All lines from the one containing "PR #1997, opened 2022-12-27" to the final line of the material should be retyped exactly. Nothing else belongs in the response.

----------

PR #1995, opened 2022-12-22
Update software_support.md

mo271:


jonsneyers:
Maybe also add the Serif Affinity software suite and Adobe Camera Raw?

mo271:
> Maybe also add the Serif Affinity software suite and Adobe Camera Raw?

Done

jonsneyers (approved):

PR #1997, opened 2022-12-27
Make extras depend on extras_codec instead of duplicating source files

sboukortt:
This ensures that everything that uses them has them built with the same flags.


veluca93 (dismissed):

mo271:
I think this has been superseded  by other changes to the build system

----------

** Task answer **
PR #1997, opened 2022-12-27
Make extras depend on extras_codec instead of duplicating source files

sboukortt:
This ensures that everything that uses them has them built with the same flags.


veluca93 (dismissed):

mo271:
I think this has been superseded  by other changes to the build system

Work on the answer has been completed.